Les nouveaux acteurs chinois, eux, sont à la base de gigantesques plateformes de e-commerce et cela leur procure une agilité dont aucune banque, chinoise ou occidentale, n’est à même aujourd’hui de rêver. Collecte et exploitation de données, multiples expériences de marché, intégration d’offres et de services. Les banques occidentales pensent en termes de produits et services et cherchent des techniques innovantes. Les nouveaux acteurs chinois pensent en termes de marché, pour capitaliser sur les nouveaux usages et les nouvelles attentes qui sont en train d’y naitre – avec une orientation structurante : être le moins cher possible.
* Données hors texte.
PR #300, opened 2026-08-19
feat(agent): wait out repeated in-flight tool polls in the tool loop

ahmadrosid:
## Summary

An in-flight MCP job (Digest Instagram ingest in session `webKKzAzLjA8gSwm9QsCf`) used to cost a full LLM turn per `job_status` poll — 41 rounds for 13 progress states. After the **third** same `name`+args call in a turn, the tool loop now retries that tool with backoff until the payload **changes**, the snapshot is terminal, the turn is aborted, or 2 minutes elapse.

This is not Digest-specific. Any sequential tool (MCP, builtin, custom JS) that returns an in-flight `status`/`state`/`progress` snapshot can latch. Create/send acks (`{ok: true}`, `{job_id}` only) and `{error}` results are never retried, so a repeated `email_send` cannot loop-send.

The model still sees each changed snapshot (OCR 5% → 20% → 27%…), not a single wait-until-succeeded result. Kickoff tools are unchanged.

## Test plan

- [x] `bun test packages/agent` — 102 pass, including poll-wait unit tests and a chat-loop integration that collapses the third status poll
- [ ] Re-run a Digest `instagram_save_url` flow and confirm the UI shows a handful of status cards, not dozens, while OCR is running

### DIFF
--- a/packages/agent/src/chat-tool-loop.test.ts
+++ b/packages/agent/src/chat-tool-loop.test.ts
@@ -443,4 +443,87 @@ describe("agent chat tool loop", () => {
 
     expect(systems[0]).toContain("[pending] Ship");
   });
+
+  test("collapses repeated in-flight status polls after the third call", async () => {
+    let runs = 0;
+    const statusTool: ToolDefinition = {
+      description: "Poll a job",
+      name: "job_status",
+      parameters: {
+        properties: { job_id: { type: "number" } },
+        required: ["job_id"],
+        type: "object",
+      },
+      run() {
+        runs += 1;
+        if (runs < 4) {
+          return Promise.resolve({
+            progress: { percent: 5 },
+            status: "running",
+          });
+        }
+        return Promise.resolve({
+          progress: { percent: 20 },
+          status: "running",
+        });
+      },
+    };
+
+    const statusCall = (id: string) => ({
+      arguments: { job_id: 17 },
+      id,
+      name: "job_status",
+    });
+
+    const provider = createMockProvider([
+      {
+        assistantMessage: {
+          content: "",
+          role: "assistant",
+          toolCalls: [statusCall("call_1")],
+        },
+        content: "",
+        toolCalls: [statusCall("call_1")],
+      },
+      {
+        assistantMessage: {
+          content: "",
+          role: "assistant",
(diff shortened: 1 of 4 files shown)


fajarhide:
@ahmadrosid the per-turn state, the MCP envelope unwrapping and the stable serialization all look right, and the abort path is covered. One thing worries me: what qualifies as pollable.

`canPollWaitOnResult` latches on any record whose `status` / `state` / `job_status` / `task_status` is a string that is **not** in `TERMINAL_STATUSES`. That is a default-open rule, so it catches more than job snapshots. Two cases I ran against this branch:

```ts
canPollWaitOnResult({ message_id: "m1", status: "sent" })   // true
canPollWaitOnResult({ message_id: "m1", status: "queued" }) // true
canPollWaitOnResult({ id: 13, state: "open" })              // true
```

The send case is the one that bites. `never retries a mutating ack even on the third identical call` proves it for `{ ok: true, message_id }`, but a tool that answers `{ status: "sent", message_id }` takes the other branch. On this branch, with a fake clock and `timeoutMs: 20`, the third identical `email_send` ran the tool 4 more times. Under the real 120s budget with 500ms doubling to 5s, that is roughly 25 re-sends before the timeout returns.

`{ state: "open" }` is the quieter version: a read tool now blocks the turn for two minutes waiting for an issue to change state.

Two ways to close it. An explicit opt-in on the tool definition (`pollable: true`, or a name convention like `*_status`) makes the rule default-closed, which is what a mechanism that re-invokes arbitrary tools wants. Cheaper: invert the status test to a known in-flight set (`running`, `in_progress`, `processing`, `pending`, `started`, `working`) plus the `progress.percent < 100` branch you already have. That keeps the Digest case and drops the rest.

Smaller: during the wait the stream carries nothing but the 4s keepalive. With `NAKAMA_CHAT_STREAM_TIMEOUT_MS` at its 60s minimum, a 120s wait outlives the whole stream budget. Capping `timeoutMs` against the resolved stream timeout, or emitting a progress event per poll, would keep those two in step.

ahmadrosid:
Closing for now — we don't need the tool-poll wait behavior yet. Can reopen later if we pick this up again.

Cela suppose une vision totalement nouvelle des moyens informatiques et des effets d’échelle massifs que ces acteurs sont en train de conquérir, outre sur leur propre marché, non pas en Occident mais dans d’autres pays émergents. En Inde, où Alibaba a acquis le réseau de téléphonie mobile Paytm. Ou en Corée du Sud, où Baidu vient d’obtenir une licence bancaire.
Tout repose donc sur une différence radicale d’approche, suggère l’étude. Les Occidentaux estiment que les ruptures peuvent être anticipées et ils tentent donc de deviner sur quelles innovations ils doivent miser. Pour les nouveaux acteurs chinois, les vraies innovations sont par principe inattendues et l’important est d’être le plus en prise possible avec les marchés et, mieux encore, d’être le marché. Le nouveau modèle bancaire qui est en train d’émerger est ainsi celui de plateformes de marché globales, suggère l’étude.
Etre partie prenante là où les choses s’inventent : nouveaux comportements de consommation, nouvelles pratiques commerciales, nouveaux marchés. Y capter les attentes, les opportunités.
Avec le commerce en ligne, l’essentiel du commerce va de plus en plus s’installer sur des plateformes globales. Amazon, iTunes, TripAdvisor : les exemples sont sous nos yeux. Cela signifie notamment que les transactions sont à même d’y acquérir une dimension internationale inaccessible et même inimaginable pour des petites et moyennes entreprises, pour de simples boutiques, il y a encore dix ans. Dans chaque pays, les entreprises à potentiel sont davantage là que dans la Silicon Valley, suggère l’étude. Quelles banques néanmoins ont intégré cette dimension dans leur vision stratégique ? Pour la France, la réponse serait sans doute assez difficile à donner.
Le pari est que le e-commerce et ses développements vont complètement transformer les besoins financiers et donc les banques elles-mêmes. Comment ? De quelle façon précise ? Ce sont bien là des questions occidentales !, à suivre l’étude. L’important n’est pas de les poser, encore moins d’attendre qu’elles trouvent des réponses pour s’en préoccuper. L’important est plutôt d’être capable d’intégrer les business platforms de demain, de contribuer à leur formation même, d’essayer en tous cas de se déployer dans cette direction. C’est la seule issue qui compte vraiment aujourd’hui pour les banques, affirme l’étude. Et à cet égard, est-il souligné, Alibaba, Baidu et Tencent ont pris une avance considérable qu’à terme les banques occidentales auront de plus en plus de mal à rattraper.